L'équipe Dubček abolit la censure, réhabilite les victimes des procès et prépare la transition de l'étatisation à la socialisation par un système de cogestion avec l'État ainsi que par la fédéralisation du pays (« Programme d'action du Parti communiste tchécoslovaque » adopté en avril), la « révolution froide » du palais gagne la rue en passant par le remplacement des hommes du passé dans tous les corps intermédiaires. Dès mars, les attaques des Soviétiques et de la République démocratique allemande, qui tentent de freiner Dubček et de le couper des éléments les plus avancés, créent dans l'opinion un extraordinaire rassemblement autour des leaders du Printemps doués d'une personnalité souvent très attachante (Dubček, Smrkovsky). Sous la pression de la « gauche » portée par l'opinion, le comité central décide de convoquer un congrès pour le 9 septembre, mais le lendemain de cette décision, les troupes du pacte de Varsovie commencent leurs manœuvres en Tchécoslovaquie. Le 27 juin, une centaine de personnalités de toutes origines publient le Manifeste des Deux Mille Mots qui réclame la liquidation rapide de l'ancien régime et la mobilisation populaire contre les ennemis intérieurs et extérieurs dès avant l'été.
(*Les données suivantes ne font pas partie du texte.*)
PR #2870, opened 2024-11-08
Fix handling of finidat with cold starts

### LINKED ISSUE #2856: FATES will never start from specified finidat
### Brief summary of bug

When trying to run I2000Clm60FatesSpCruRsGs specifying `finidat=/path/to/finidat.nc`.

### General bug information

`namelist_defaults_overall.xml` sets `clm_start_type` to `cold`:
```perl=
<clm_start_type                use_fates=".true.">cold</clm_start_type>
```
which means that `CLMBuildNamelist.pm` in any fates run that is not branch or hybrid, you will hit this warning:
```perl
  my $var = "finidat";
  my $finidat = $nl->get_value($var);
  $nl_flags->{'excess_ice_on_finidat'} = "unknown";
  if ( $nl_flags->{'clm_start_type'} =~ /cold/ ) {
    if (defined $finidat ) {
      $log->warning("setting $var (either explicitly in your user_nl_clm or by doing a hybrid or branch RUN_TYPE)\n is incomptable with using a cold start" .
              " (by setting CLM_FORCE_COLDSTART=on)." );
      $log->warning("Overridding input $var file with one specifying that this is a cold start from arbitrary initial conditions." );
      my $group = $definition->get_group_name($var);
      $nl->set_variable_value($group, $var, "' '" );
    }
...
```

That makes it impossible to run not only that compset, but the coupled model with CLM[^_]*FATES ( you want it f.e. when you don't want to spinup the model every time you have added new things to the atmosphere)

[ctsm5.3.009](https://github.com/ESCOMP/CTSM/releases/tag/ctsm5.3.009)

Yes, if you pass -ignore-warnings to CLMBuildNamelist.pm, you will get acutally coldstart instead of finidat. And you will not see the warning for that, since when `-ignore-warnings` is not set, you don't see the second warning at all.

Any Fates configuration.

### Details of bug

Might be related to https://github.com/NGEET/fates/issues/1234

`finidat='/not/an/empty/string'`

[Fill this in with anything relevant that you haven't already noted; if there is nothing to add, delete this section.]

samsrabin:
### Description of changes
This PR changes things so that:
1. Cold-start FATES runs with `finidat` specified will not require `-ignore_warnings`, and the supplied `finidat` will actually be obeyed.
2. Cold-start non-FATES runs will not be allowed, even with `-ignore_warnings`.

### Specific notes

**Contributors other than yourself, if any:** @mvdebolskiy 

**CTSM Issues Fixed:**
- Resolves #2856

**Are answers expected to change (and if so in what way)?** Yes: In cold-start FATES runs where the user was supplying `finidat`, that setting will actually be obeyed.

**Testing performed, if any:** Added checks to `build-namelist_test.pl`, which now pass.


samsrabin:
@ekluzek I've converted this to a draft while I figure out what the deal is with those extra commits up top.

samsrabin:
> Should this come to master though or b4b-dev?

@ekluzek I lean toward master, because although it doesn't change answers in our tests, it will change answers for anyone like Matvey who had tried to do cold-start FATES runs with `finidat` by setting `-ignore_warnings`. This is because their `finidat` setting will now actually be respected, rather than being overwritten to `' '`.

ekluzek:
Ahhh, good point master would give it more visibility. And since this makes a standard thing impossible for FATES it's good to give it more visibility and that it's fixed.

You will need to make a full ChangeLog and tag for it. But, I see your point where this warrants that even though it's small. I added it to upcoming tags and you might as well do this after b4b-dev comes in. This also brings it in sooner than the 2 week timeline for b4b-dev right now.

Lettre ouverte à Dubcek, juillet 1968

Photographie : Lettre ouverte à Dubcek, juillet 1968

Citoyens tchécoslovaques signant une lettre ouverte à Alexander Dubcek, lui demandant de rester ferme face aux Soviétiques. Le Printemps de Prague, accompagné par le nouveau secrétaire du P.C. tchécoslovaque, suscita un grand enthousiasme dans la population.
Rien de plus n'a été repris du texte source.